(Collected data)
· · ·

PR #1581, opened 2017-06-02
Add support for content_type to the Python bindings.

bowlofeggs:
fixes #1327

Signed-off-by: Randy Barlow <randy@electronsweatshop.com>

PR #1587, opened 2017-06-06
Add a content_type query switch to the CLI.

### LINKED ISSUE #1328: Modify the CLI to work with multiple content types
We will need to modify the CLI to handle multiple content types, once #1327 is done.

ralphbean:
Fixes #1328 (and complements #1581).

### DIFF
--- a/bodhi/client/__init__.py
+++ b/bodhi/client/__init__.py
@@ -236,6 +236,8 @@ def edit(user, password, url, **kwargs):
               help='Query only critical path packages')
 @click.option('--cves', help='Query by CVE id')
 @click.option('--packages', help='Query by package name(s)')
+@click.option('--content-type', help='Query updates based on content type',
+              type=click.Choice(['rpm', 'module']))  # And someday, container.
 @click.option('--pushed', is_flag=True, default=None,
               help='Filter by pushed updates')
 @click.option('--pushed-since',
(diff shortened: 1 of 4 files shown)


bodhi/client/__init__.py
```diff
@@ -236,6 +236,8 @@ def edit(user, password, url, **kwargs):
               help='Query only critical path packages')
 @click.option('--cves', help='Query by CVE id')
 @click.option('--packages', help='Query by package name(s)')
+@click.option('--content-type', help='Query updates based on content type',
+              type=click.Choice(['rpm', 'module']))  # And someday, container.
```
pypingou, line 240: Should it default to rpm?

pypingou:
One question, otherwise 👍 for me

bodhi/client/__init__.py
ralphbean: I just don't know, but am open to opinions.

· · ·

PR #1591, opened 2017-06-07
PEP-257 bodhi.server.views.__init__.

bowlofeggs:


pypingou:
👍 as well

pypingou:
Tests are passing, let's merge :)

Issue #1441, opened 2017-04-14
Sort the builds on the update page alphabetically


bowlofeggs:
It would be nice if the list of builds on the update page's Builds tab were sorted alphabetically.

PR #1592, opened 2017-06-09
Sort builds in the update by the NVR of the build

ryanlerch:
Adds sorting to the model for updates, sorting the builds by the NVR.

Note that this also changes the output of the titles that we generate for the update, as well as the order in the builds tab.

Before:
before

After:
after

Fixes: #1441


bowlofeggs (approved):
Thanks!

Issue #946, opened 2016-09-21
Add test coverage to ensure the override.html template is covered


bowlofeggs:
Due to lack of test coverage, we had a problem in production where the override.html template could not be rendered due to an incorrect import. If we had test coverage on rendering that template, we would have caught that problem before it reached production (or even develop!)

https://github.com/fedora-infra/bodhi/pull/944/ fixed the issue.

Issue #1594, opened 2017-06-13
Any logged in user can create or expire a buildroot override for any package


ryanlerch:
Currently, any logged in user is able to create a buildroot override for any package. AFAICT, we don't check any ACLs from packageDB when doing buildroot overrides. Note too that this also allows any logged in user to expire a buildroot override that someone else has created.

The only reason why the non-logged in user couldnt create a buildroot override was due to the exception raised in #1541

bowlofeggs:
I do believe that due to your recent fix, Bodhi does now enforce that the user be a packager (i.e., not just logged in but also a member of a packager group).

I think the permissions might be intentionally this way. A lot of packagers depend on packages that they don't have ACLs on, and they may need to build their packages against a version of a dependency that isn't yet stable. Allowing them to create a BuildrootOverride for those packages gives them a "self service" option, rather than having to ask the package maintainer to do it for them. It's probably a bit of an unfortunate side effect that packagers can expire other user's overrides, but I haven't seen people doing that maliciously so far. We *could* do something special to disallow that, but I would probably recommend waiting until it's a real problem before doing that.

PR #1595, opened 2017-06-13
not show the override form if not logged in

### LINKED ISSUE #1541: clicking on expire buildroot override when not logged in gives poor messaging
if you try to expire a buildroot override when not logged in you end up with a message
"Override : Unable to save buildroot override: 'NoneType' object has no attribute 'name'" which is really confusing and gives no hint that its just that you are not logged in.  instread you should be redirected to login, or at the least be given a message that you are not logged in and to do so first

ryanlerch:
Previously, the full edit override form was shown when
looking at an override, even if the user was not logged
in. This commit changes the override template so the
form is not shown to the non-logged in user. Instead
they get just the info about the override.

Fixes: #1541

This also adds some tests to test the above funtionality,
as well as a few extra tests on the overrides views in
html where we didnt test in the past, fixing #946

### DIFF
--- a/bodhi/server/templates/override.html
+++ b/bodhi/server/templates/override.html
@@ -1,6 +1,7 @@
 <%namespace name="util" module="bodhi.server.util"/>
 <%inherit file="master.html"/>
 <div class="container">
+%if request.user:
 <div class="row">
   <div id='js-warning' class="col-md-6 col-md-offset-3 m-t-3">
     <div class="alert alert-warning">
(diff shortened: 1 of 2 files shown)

· · ·

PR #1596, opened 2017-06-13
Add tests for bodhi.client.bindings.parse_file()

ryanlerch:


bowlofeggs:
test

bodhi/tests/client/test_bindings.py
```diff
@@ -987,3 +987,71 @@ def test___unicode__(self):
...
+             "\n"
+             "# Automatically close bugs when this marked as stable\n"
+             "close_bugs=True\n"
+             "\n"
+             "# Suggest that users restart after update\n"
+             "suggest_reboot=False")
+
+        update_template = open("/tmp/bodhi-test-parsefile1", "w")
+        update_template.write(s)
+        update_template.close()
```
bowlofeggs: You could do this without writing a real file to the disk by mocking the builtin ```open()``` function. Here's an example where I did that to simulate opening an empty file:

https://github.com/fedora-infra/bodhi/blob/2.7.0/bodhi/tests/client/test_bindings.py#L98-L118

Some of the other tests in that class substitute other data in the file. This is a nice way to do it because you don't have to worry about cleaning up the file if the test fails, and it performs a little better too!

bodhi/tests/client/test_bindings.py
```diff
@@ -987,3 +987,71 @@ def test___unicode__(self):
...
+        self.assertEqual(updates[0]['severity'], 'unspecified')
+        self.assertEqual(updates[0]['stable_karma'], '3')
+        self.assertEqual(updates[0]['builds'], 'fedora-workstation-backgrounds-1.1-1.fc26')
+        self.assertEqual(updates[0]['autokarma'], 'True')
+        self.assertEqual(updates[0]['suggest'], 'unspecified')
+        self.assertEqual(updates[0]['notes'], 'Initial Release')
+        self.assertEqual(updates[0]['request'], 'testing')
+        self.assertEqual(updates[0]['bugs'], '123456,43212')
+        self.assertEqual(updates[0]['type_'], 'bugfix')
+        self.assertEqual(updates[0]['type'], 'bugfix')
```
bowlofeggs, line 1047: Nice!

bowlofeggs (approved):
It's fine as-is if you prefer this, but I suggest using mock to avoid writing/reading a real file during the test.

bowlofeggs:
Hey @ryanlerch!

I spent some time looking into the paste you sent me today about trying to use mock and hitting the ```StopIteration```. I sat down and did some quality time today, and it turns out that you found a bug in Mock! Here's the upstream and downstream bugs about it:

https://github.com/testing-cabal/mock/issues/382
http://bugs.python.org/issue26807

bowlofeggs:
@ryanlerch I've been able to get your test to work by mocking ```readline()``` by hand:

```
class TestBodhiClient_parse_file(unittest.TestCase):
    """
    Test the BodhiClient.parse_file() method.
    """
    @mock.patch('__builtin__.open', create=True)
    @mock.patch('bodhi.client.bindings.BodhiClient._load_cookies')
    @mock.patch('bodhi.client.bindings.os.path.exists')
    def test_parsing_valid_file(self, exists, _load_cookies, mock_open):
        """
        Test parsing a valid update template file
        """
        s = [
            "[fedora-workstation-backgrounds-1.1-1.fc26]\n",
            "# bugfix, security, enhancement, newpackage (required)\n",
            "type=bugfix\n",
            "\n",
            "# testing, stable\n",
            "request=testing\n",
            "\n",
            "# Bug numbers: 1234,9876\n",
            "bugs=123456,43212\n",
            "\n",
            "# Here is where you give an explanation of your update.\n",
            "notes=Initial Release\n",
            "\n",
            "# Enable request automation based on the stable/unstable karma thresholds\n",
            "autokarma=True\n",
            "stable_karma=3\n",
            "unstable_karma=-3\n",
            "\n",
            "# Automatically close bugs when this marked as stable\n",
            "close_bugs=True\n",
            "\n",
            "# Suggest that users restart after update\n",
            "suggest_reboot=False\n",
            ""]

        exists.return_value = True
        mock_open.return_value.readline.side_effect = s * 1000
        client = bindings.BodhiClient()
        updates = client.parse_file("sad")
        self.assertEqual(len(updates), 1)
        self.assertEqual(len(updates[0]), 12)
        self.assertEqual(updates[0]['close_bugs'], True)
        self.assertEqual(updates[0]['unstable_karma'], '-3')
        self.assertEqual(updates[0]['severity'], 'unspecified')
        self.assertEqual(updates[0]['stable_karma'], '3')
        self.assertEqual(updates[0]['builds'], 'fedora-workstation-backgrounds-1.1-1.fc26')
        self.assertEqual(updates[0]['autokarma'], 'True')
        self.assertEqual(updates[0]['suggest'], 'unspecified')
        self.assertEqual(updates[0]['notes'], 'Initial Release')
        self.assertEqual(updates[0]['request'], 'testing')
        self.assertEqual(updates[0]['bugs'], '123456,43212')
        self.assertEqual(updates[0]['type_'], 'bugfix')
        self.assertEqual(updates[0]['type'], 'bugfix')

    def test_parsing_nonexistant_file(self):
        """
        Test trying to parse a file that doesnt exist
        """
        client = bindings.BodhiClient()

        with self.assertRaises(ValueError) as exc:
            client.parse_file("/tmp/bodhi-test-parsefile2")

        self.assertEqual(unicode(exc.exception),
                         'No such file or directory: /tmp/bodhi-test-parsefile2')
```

· · ·

• What to produce:
Check each line in the records for the word "ralphbean" and say how many have it, with nothing else.

• Answer area:
2